ATHENS – After daily cases of COVID-19 have fallen under 10,000 – but still dozens of deaths – Greece is nonetheless said to be moving toward further easing health restrictions, including on wearing masks indoors.
The pandemic has begun to wane because more than 70 percent of the country’s population of 10.7 million has been vaccinated, although rabid anti-vaxxers kept spreading the Coronavirus and weren’t required to be inoculated.
The New Democracy government had already lifted a requirement on wearing masks outside and social distancing has for some time been ignored, especially in public gathering places.
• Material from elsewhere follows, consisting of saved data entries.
PR #36825, opened 2019-07-11
Add basic types def for lodash-deep

uzust01:


armanio123 (changes requested):
Could you please add a test file as well as tslint and tsconfig files? Check the [create a new package](https://github.com/DefinitelyTyped/DefinitelyTyped#create-a-new-package) documentation for details.

lodash-deep/lodash-deep.d.ts
```diff
@@ -0,0 +1,14 @@
+// Type definitions for lodash-deep v 2.0
+
```
DanielRosenwasser: Remove the extra newline

lodash-deep/lodash-deep.d.ts
```diff
@@ -0,0 +1,14 @@
...
+// Project: https://github.com/marklagendijk/lodash-deep
+// Definitions by: Remo uzust01 <https://github.com/uzust01/>
+// Definitions: https://github.com/DefinitelyTyped/DefinitelyTyped
+
+
+declare module "lodash-deep" {
```
armanio123: This library is an UMD module. Instead you'll need to extend the `lodash` types. You'll find documentation about this on the [library structures page of the TypeScript handbook](http://www.typescriptlang.org/docs/handbook/declaration-files/library-structures.html#umd) and on the [template module-plugin.d.ts](https://www.typescriptlang.org/docs/handbook/declaration-files/templates/module-plugin-d-ts.html).

The types should end like this:

```ts
import * as _ from 'lodash';

declare module 'lodash' {
    interface LoDashStatic { // lodash uses this interface for augmentation
        deepMapValues(
            object: any,
            callback: any,
            propertyPath?: any
        ): any;
    }
}

export function deepMapValues(
    object: any,
    callback: any,
    propertyPath?: any
): any;
```

lodash-deep/lodash-deep-tests.ts
```diff
@@ -0,0 +1,6 @@
+import lDeep = require('lodash-deep');
```
armanio123: You'll need to change the test file to use `lodash` instead.
```ts
import _ = require("lodash");
import lDeep = require('lodash-deep');
_.mixin(lDeep);

const object = { null: null };
const callback = () => { };

const value = _.deepMapValues(object, callback, 'local-path');
```

lodash-deep/lodash-deep.d.ts
```diff
@@ -0,0 +1,14 @@
+// Type definitions for lodash-deep v 2.0
```
armanio123: The name of this file should be `index.d.ts`. Also, the `lodash-deep` folder should be inside the `types/` folder.

armanio123 (changes requested):

lodash-deep/lodash-deep.d.ts
uzust01: @armanio123, Thank you for all the help. I am new to this, can you send me some literature I can read so I can become better at it ?

armanio123: You can find most of the documentation on [How can I contribute](https://github.com/DefinitelyTyped/DefinitelyTyped#how-can-i-contribute) section of the DefinitelyTyped readme. 

Also the [TypeScript handbook](https://www.typescriptlang.org/docs/handbook/basic-types.html) is a great source for understanding details about the types.

uzust01: @armanio123, Thank you and could you please re-review ?

armanio123 (approved):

The government’s advisory panel of doctors and scientists is talking about further relaxing measures, said Kathimerini, as Prime Minister Kyriakos Mitsotakis has focused on accelerating an economic recovery.
There’s also been pressure from businesses, especially restaurants, bars and cafes with Easter and spring approaching, to lift masks although the unvaccinated are still not allowed into those establishments.
“We are now in a period of de-escalation of the pandemic in terms of the number of cases, but also regarding the pressure on the national health system, the capacity of hospital beds, serious illnesses and deaths,” Dimitris Paraskevis, professor of Epidemiology and Preventive Medicine at Athens University told Kathimerini.
But it is likely, the report said, that masks will still be required on public transportation and in supermarkets where the unvaccinated are still allowed, with the potential to infect others.
There could be a relaxation of the measure at workplaces, allowing small numbers of vaccinated employees to work without masks so long as windows are open, the report said.